Many studies have been conducted on metformin and neurological disease, but there are conflicting results. More research is required to understand when it may be most appropriately used. A summary of likely uses of metformin is provided here:

• Alzheimer’s disease – Some studies have reported reduced incidence of the disease in type 2 diabetics with metformin alone or with other medications. Yet, a long-term trial found that metformin was associated with a higher risk of Alzheimer’s. More research in diabetic and non-diabetic patients on metformin therapy is needed to clarify these findings.
• Parkinson’s disease – Metformin may provide neuroprotection during treatment with other drugs that cause side effects.
• Multiple sclerosis – Metformin can reduce inflammation, and by activating AMPK, it may be able to repair damaged neurons caused by multiple sclerosis.
• Epilepsy—Metformin may be used to treat seizures in the early stages of the disease to prevent seizure progression. In late-stage seizures, metformin may be combined with other seizure medications to reduce adverse effects while maintaining anti-seizure effects.
• Depression – Research on depression in individuals treated with metformin for type 2 diabetes has shown some promise, but it’s unclear whether it’s helpful in people without diabetes.
• Stroke – An initial study found that metformin treatment for type 2 diabetes reduced the risk of stroke by 50%. More recent meta-analyses reported protective outcomes on mortality and ischemic stroke severity. More clinical research is needed to determine the impact on non-diabetic individuals.

The potential positive impact of metformin on diverse disease processes like diabetes, heart disease, and obesity has led to the question of whether it might slow down aging. Research has more recently focused on metformin’s ability to increase lifespan or “healthspan” (the period free from chronic diseases).

Metformin increases insulin sensitivity. Interestingly, calorie restriction — one of the most effective methods to increase lifespan — has similar mechanisms. As discussed above for specific disease processes, metformin’s impact on aging may occur via the activation of AMPK, which lowers glucose production and stimulates mitochondrial biogenesis. This also leads to a reduction in reactive oxygen species (ROS), reduced inflammation, and reduced accumulation of cells that do not divide (senescent cells). In mice, oral metformin also altered the microbiome to increase bacteria that produce short-chain fatty acids.

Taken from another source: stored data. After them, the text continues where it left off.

PR #519, opened 2018-08-06
Fix/v3 wwwc region

dannyrb:
@galelis did you want the "two click" method to work? Or only click + drag?

### DIFF
--- a/src/base/baseAnnotationTool.js
+++ b/src/base/baseAnnotationTool.js
@@ -25,9 +25,9 @@ export default class extends baseTool {
     });
   }
 
-  //===================================================================
+  // ===================================================================
   // Abstract Methods - Must be implemented.
-  //===================================================================
+  // ===================================================================
 
   /**
    * @abstract Creates a new annotation.
@@ -36,7 +36,9 @@ export default class extends baseTool {
    * @return {type}     description
    */
   createNewMeasurement (evt) {
-    throw new Error(`Method createNewMeasurement not implemented for ${this.toolName}.`);
+    throw new Error(
+      `Method createNewMeasurement not implemented for ${this.toolName}.`
+    );
   }
 
   /**
@@ -48,7 +50,9 @@ export default class extends baseTool {
    * @returns {boolean} If the point is near the tool
    */
   pointNearTool (element, data, coords) {
-    throw new Error(`Method pointNearTool not implemented for ${this.toolName}.`);
+    throw new Error(
+      `Method pointNearTool not implemented for ${this.toolName}.`
+    );
   }
 
   /**
@@ -62,7 +66,9 @@ export default class extends baseTool {
    * calculated.
    */
   distanceFromPoint (element, data, coords) {
-    throw new Error(`Method distanceFromPoint not implemented for ${this.toolName}.`);
+    throw new Error(
+      `Method distanceFromPoint not implemented for ${this.toolName}.`
+    );
   }
 
   /**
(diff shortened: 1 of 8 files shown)


dannyrb:
Still need to fix the tests I broke, but this should be functioning. @galelis please weigh in on tool changes. @JamesAPetts would like your thoughts on my dispatcher/baseTool changes.

src/fancy-tools/wwwcRegionTool.js
```diff
@@ -2,102 +2,33 @@
...
-};
-
 export default class extends baseTool {
   constructor (name) {
-    const strategies = {
-      applyWWWCRegion
-    };
-
     super({
       name: name || 'wwwcRegion',
```
JamesAPetts: @swederik  gave me feedback on a previous PR that I think we should follow everywhere: replace
```name: name || 'wwwcRegion',```
with
```name,```
and then use a default parameter in the constructor:
```constructor (name = 'wwwcRegion) ```.

File: src/fancy-tools/wwwcRegionTool.js [hunk 2]
```diff
@@ -2,102 +2,33 @@
...
         minWindowWidth: 10
       }
     });
 
-    this._mouseUpCallback = this._mouseUpCallback.bind(this);
-    this._mouseMoveCallback = this._mouseMoveCallback.bind(this);
-
     this._resetHandles();
+    // Touch
+    this.activeTouchStartCallback = this._startOutliningRegion.bind(this);
```
JamesAPetts: I'm in two minds about this. Obviously we are just starting to flesh out all the tools with touch interfaces. I wonder if its best to have everything in one class, like here. Or two classes e.g wwwcMouseTool and wwwcTouchTool. This particular case isn't too heavy, but I'm wondering if it makes the class difficult to parse by eye. Not sure 🤷‍♂️ .

src/fancy-tools/wwwcRegionTool.js
```diff
@@ -147,63 +73,135 @@ export default class extends baseTool {
...
-  *
-  * @private
-  * @param {Object} element - The viewport element to add event listeners to.
-  * @modifies {element}
-  */
-  _activateModify (element) {
-    element.addEventListener(EVENTS.MOUSE_UP, this._mouseUpCallback);
-    element.addEventListener(EVENTS.MOUSE_CLICK, this._mouseUpCallback);
-    element.addEventListener(EVENTS.MOUSE_MOVE, this._mouseMoveCallback);
+/**
```
JamesAPetts: I agree helpers look nicer at the bottom, so you see the class upon opening the file. I've wondered though (and I'm guilty of the same), if we aren't reusing these somewhere, should they not just be class methods?

dannyrb: I could see them being private class methods. I wasn't sure if they were generic enough to be pulled into a shared module as potentially reusable code though?

src/base/baseAnnotationTool.js
```diff
@@ -36,7 +36,9 @@ export default class extends baseTool {
    * @return {type}     description
    */
   createNewMeasurement (evt) {
-    throw new Error(`Method createNewMeasurement not implemented for ${this.toolName}.`);
+    throw new Error(
```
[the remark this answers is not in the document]
dannyrb: Same thing here. Autostyled on save. Let me know your preference and I can update our defaults.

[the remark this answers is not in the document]
JamesAPetts: 🤷‍♂️ , this is fine and I'm happy to follow suit.

src/fancy-tools/wwwcRegionTool.js
JamesAPetts: I think we should leave it as you have it now for this PR. Nearer the end we can see if this functionality should be pulled out or if we should make it private.

src/fancy-tools/wwwcRegionTool.js
JamesAPetts: Yeah, I think this is still better currently. I'm not too hot on touch controls, is there effectively a 1:1 analogue with e.g. drag/click, or is the touch functionality more bespoke than that? If their is an analogue we could probably get rid of a load of boilerplate with some clever interfacing and inheritance.

dannyrb: @JamesAPetts, I think there's definitely a path for some consolidation. I'm hoping as well wrap up the remaining "baked in tools" that the path becomes a little clearer.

While preclinical studies have shown promising results of metformin’s effects on aging and disease processes, clinical studies have had inconsistent outcomes. In fact, the MASTERS trial on strength training reported that metformin had a negative effect on the benefits of physical activity. This effect could be due to a ceiling on muscle mitochondrial function imposed by the drug.

In a review of human studies of eight promising anti-aging therapies, Guarente and colleagues reported that metformin is at the forefront of this research. Much more research on aging and metformin is needed, especially randomized controlled clinical trials. However, there are potential positive impacts of metformin on aging and diabetes, heart failure, and infectious disease. Ongoing trials will help to clarify its impacts on cognitive decline, cancer, and inflammatory diseases/gut microbiome.